“That’s it, Ty. Time.” The woman sitting in front of him was Iniquus’s administering psychiatrist, Dr. Banyon. She was the dragon at the gate, the main hurdle he’d have to jump on his way to a job offer with Cerberus K9 Team Delta.
In a spacious office decorated in muted colors and void of anything personal, Dr. Banyon wore a charcoal-gray suit that was tight on her form—not in a sexy, look-at-me way, more in a constrained, regulated way.
Ty vaguely wondered if this was a uniform that she wore to elicit from her interviewees the sensation of being a child in the principal’s office.
She had slicked her hair into a bun that gave Ty the impression that she had a military background. Or maybe she’d been a dancer. Normal citizens didn’t sit that ramrod straight.
Every bit of how Dr. Banyon presented herself seemed psychologically purposeful.
Perhaps Ty thought that because he’d seen Johnna White on his way into the building.
Yeah, while Dr. Banyon and White didn’t have the same stature or look, they shared the same vibe of manipulation.
Where he’d met Dr. Banyon a few hours before, Johnna White had been a character in his world for years, and from his time knowing her, he knew White was a master mind of games. “A blessing and a curse,” as his mom liked to say. The biggest blessing? White had offered Ty a mission with an endgame he’d wanted for a long damned time. Two end games: to take down a specific terrorist and finally find the love of his life.
And as White had wanted, the terrorist was flatlined, and Kira was in his arms, thanking him.
Kira both loved him and didn’t fully trust her feelings for him.
Understandable.
He’d come into her life by design. Sent in to form an attachment so he could get the information his team needed. Nothing about the beginning of his relationship with Kira was happenstance. It was all White, hovering over the stage, pulling at the marionette strings.

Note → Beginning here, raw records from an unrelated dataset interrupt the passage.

PR #273, opened 2017-09-05
Add default config_list.stub `showPageNumbers` config

jofrysutanto:


LukeTowers:
Refs: https://github.com/octobercms/october/pull/3084

PR #274, opened 2017-09-17
Method forceSchema does not exist

lasat:
Fixed Typo

### DIFF
--- a/src/Database/Concerns/HasRelationships.php
+++ b/src/Database/Concerns/HasRelationships.php
@@ -499,7 +499,7 @@ trait HasRelationships
 
         $localKey = $localKey ?: $this->getKeyName();
 
-        $secondLocalKey = $secondLocalKey ?: $through->getKeyName();
+        $secondLocalKey = $secondLocalKey ?: $throughInstance->getKeyName();
 
         $instance = $this->newRelatedInstance($related);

Selfishly, he hoped Kira would reach a point where she could trust herself and believe in them, like he did.
He wasn’t going to push.
If the day never came when Kira believed her love was real, Ty was still hugely grateful that White chose him for that fateful mission that potentially saved Kira’s life and protected her from a vicious future.
Just knowing Kira breathed easily and lived her gentle life of books and walks in the woods was a gift to Ty.
Right now, though, Kira was dealing with PTSD from the fallout of his mission and a terrorist attack that came right on its heels, where she saw her best friend shot in the head.
Ty twiddled the pen in his hand, and when Dr. Banyon said nothing more to him, he gingerly placed it on the table and pushed back in his chair, lifting his palms to his eyes.
During his time in the military, Ty had been through his fair share of psychological assessments, aptitude and IQ tests, but nothing like the battery of evaluations he had just gone through with Dr. Banyon.
His brain was mush.
There was not a single fold of his gray matter that hadn’t been lifted and palpated for rot.
He’d been warned that the vetting at Iniquus was intense, and he’d kind of brushed it off. He didn’t earn his place in The Unit by letting anything intimidate him. He’d decided to take it one step at a time and do his best with each step.
But the good Dr. Banyon kept her foot on the gas the entire time.
When Ty was out on a mission with his working K9, Rory, sometimes they were in situations where he couldn’t run his dog to burn off all that Malinois energy. So Ty devised different games to engage Rory’s brain.
“Tell me your thoughts,” Dr. Banyon said, gathering up the papers from in front of Ty and sliding them into her briefcase.
“Two things, a question I had about the pen, and I was thinking about Rory.”
“I’ll answer your question if I can.”
“Why did I take the test with pen and paper and not on a computer? From what I know of Iniquus, you all do nothing without forethought and distinct reasoning.”
“That’s true.” She leaned back in her chair, looking comfortable while Ty sat with military erectness. “If you were guessing, what would those reasons be?”
“Perhaps handwriting analysis? To be honest, I haven’t done a lot of handwriting since back in high school. Everything’s done with a keyboard now. I can’t say that the analyzer is going to have a good time trying to make out my writing.”